What’s Still Standing
This is an excerpt from the weekly News-Loveletter. If you would like it sent to your inbox directly (with all the other juicy bits, including a mini joy practice), you can add yourself to my mailing list here.
I am one of many who lives on this parcel of land I am honored to steward. The Crows, Chickadees, and Juncos eat and rest here, too. And in the spring, they build their nests. I used to tidy up the garden in fall, trimming back “deadheads” and clearing away old brush and lanky stems. I knew those seeds were food for the birds, but my need for order mattered to me more.

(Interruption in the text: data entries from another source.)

PR #13324, opened 2023-04-03
Add dbt tests as bona fide assets

emirkmo:
## Summary & Motivation

Dbt tests are also "just" sql with a data asset, like models, but with the specific caveat that they should not produce any output.
This works well with the mental model of a Dagster asset. However, DBT tests are currently not supported as bona-fide assets in dagster_dbt.

In fact, they are hard coded in various functions to be explicitly excluded or handled separately. However, we feel that our assets fit the mental model of a software defined asset really well. We want to see them fail when they produce output, and have this be reflected in the dagit UI. we want to visualize upstream and downstream dependencies based on the tests as assets, set freshness policy, and have all of this be handled by the reconciliation sensor.

This PR is a proposal to investigate adding in dbt tests as proper assets. There are various implementations possible, but we currently prefer making it an optional tweak, as projects with thousands or more of tests may not want them as assets. 

However, as assets, tests can still act as batch jobs with define asset job, show up as metadata on model assets, etc. So We do not lose anything, only gain. 

## How I Tested These Changes

Tested using dagster test, but as this is a proposal, no new tests were written yet, as the behavior of DBT nodes as assets is already tested, and this PR just Optionally removes the hard-coded dbt test exclusions from the code. meaning that if you pass is `tests_as_assets=True`, they are treated as they should be, a proper DBT node.

We make a few concessions to be able to run `dbt run` for models, optionally `dbt build` for both models and tests, and `dbt test` for tests otherwise. We also opt to keep the code architecture as is, and extend the functionality of the existing get_dbt_op factory and _dbt_nodes_to_assets methods (There were other possibilities..). We maintain the batch run capability.  

**Note: I was not able to run most tests that rely on test docker posgres due to a peculiar `FileNotFoundError` with subprocess and docker-compose. Tests error instead of skipping, see low below.** 
<details>
  <summary>Pytest Error</summary>

```Python

E               FileNotFoundError: [Errno 2] No such file or directory: 'docker-compose'

args       = ['docker-compose',
 '-f',
 '/home/emirk/Software/dagster/python_modules/libraries/dagster-dbt/dagster_dbt_tests/docker-compose.yml',
 'stop',
 'test-postgres-db-dbt']
c2pread    = 12
c2pwrite   = 13
child_exception_type = <class 'OSError'>
child_exec_never_called = False
close_fds  = True
creationflags = 0
cwd        = None
env        = None
env_list   = None
err_filename = 'docker-compose'
err_msg    = 'No such file or directory'
errno_num  = 2
errpipe_data = bytearray(b'OSError:2:')
errpipe_read = 14
errpipe_write = 15
errread    = -1
errwrite   = -1
exception_name = bytearray(b'OSError')
executable = b'docker-compose'
executable_list = (b'/home/emirk/mambaforge/envs/dagsterOS310/bin/docker-compose',
 b'/home/emirk/Software/dagster/.micromamba/docker-compose',
 b'/home/emirk/mambaforge/condabin/docker-compose',
 b'/usr/local/sbin/docker-compose',
 b'/usr/local/bin/docker-compose',
 b'/usr/sbin/docker-compose',
 b'/usr/bin/docker-compose',
 b'/sbin/docker-compose',
 b'/bin/docker-compose',
 b'/usr/games/docker-compose',
 b'/usr/local/games/docker-compose',
 b'/snap/bin/docker-compose',
 b'/var/cfengine/bin/docker-compose',
 b'/home/emirk/bin/docker-compose',
 b'/home/emirk/bin.linux/docker-compose')
fds_to_keep = {15}
gid        = None
gids       = None
hex_errno  = bytearray(b'2')
low_fds_to_close = []
orig_executable = 'docker-compose'
p2cread    = -1
p2cwrite   = -1
part       = b''
pass_fds   = ()
pid        = 386422
preexec_fn = None
restore_signals = True
self       = <Popen: returncode: 255 args: ['docker-compose', '-f', '/home/emirk/Software...>
shell      = False
start_new_session = False
startupinfo = None
sts        = 65280
uid        = None
umask      = -1

../../mambaforge/envs/dagsterOS310/lib/python3.10/subprocess.py:1847: FileNotFoundError
================================================================================================================================================================================================== short test summary info ===================================================================================================================================================================================================
ERROR python_modules/libraries/dagster-dbt/dagster_dbt_tests/test_asset_defs.py::test_custom_resource_key_asset_load - FileNotFoundError: [Errno 2] No such file or directory: 'docker-compose'
```

</details>

### DIFF
--- a/python_modules/libraries/dagster-dbt/dagster_dbt/asset_defs.py
+++ b/python_modules/libraries/dagster-dbt/dagster_dbt/asset_defs.py
@@ -343,6 +343,7 @@ def _batch_event_iterator(
     runtime_metadata_fn: Optional[
         Callable[[OpExecutionContext, Mapping[str, Any]], Mapping[str, RawMetadataValue]]
     ],
+    tests_as_assets: bool,
     kwargs: Dict[str, Any],
 ) -> Iterator[Union[AssetObservation, AssetMaterialization, Output]]:
     """Yields events for a dbt cli invocation. Waits until the entire command has completed before
@@ -381,6 +382,7 @@ def _batch_event_iterator(
                 manifest_json=manifest_json,
                 extra_metadata=extra_metadata,
                 generate_asset_outputs=True,
+                tests_as_assets=tests_as_assets,
             )
 
 
@@ -463,11 +465,11 @@ def _stream_event_iterator(
     context: OpExecutionContext,
     dbt_resource: DbtCliResource,
     command: _DbtOpCommands,
-    tests_as_assets: bool,
     node_info_to_asset_key: Callable[[Mapping[str, Any]], AssetKey],
     runtime_metadata_fn: Optional[
         Callable[[OpExecutionContext, Mapping[str, Any]], Mapping[str, RawMetadataValue]]
     ],
+    tests_as_assets: bool,
     kwargs: Dict[str, Any],
 ) -> Iterator[Union[AssetObservation, Output]]:
     """Yields events for a dbt cli invocation. Emits outputs as soon as the relevant dbt logs are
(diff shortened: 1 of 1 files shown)


sryza:
Thanks for submitting this @emirkmo . The person who is best suited to review this – @OwenKephart – is currently on vacation. He's going to be back on April 17 and will be able to take a look then.

Another way that we had thought about modeling this is with new asset expectations functionality: https://github.com/dagster-io/dagster/discussions/9543.

emirkmo:
Closed since asset checks are so much more elegant.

Last year, I watched my friend Crow lift the pale, dry skeleton of a nasturtium vine from the earth. She flew away with it clutched in her shiny beak. I watched with fascination as she returned again and again, tugging more of its stringy mass from the tangle of sprouting grass. No doubt, she aimed to build a nest from what I’d left behind.
This year, I will leave the seedheads standing tall and the vines to thin in place. I now understand that insects, many of them pollinators, hibernate in those hollow stems. Some take refuge from the cold while shedding their pupae cloaks to emerge in spring with fresh wings.
What once appeared messy to me is now teeming with the order of life. I feel more alive honoring this co-creation. Where do you release your hold on order to meet others’ needs with glee? How has considering all needs allowed for a joyful shift in lifestyle and aesthetics?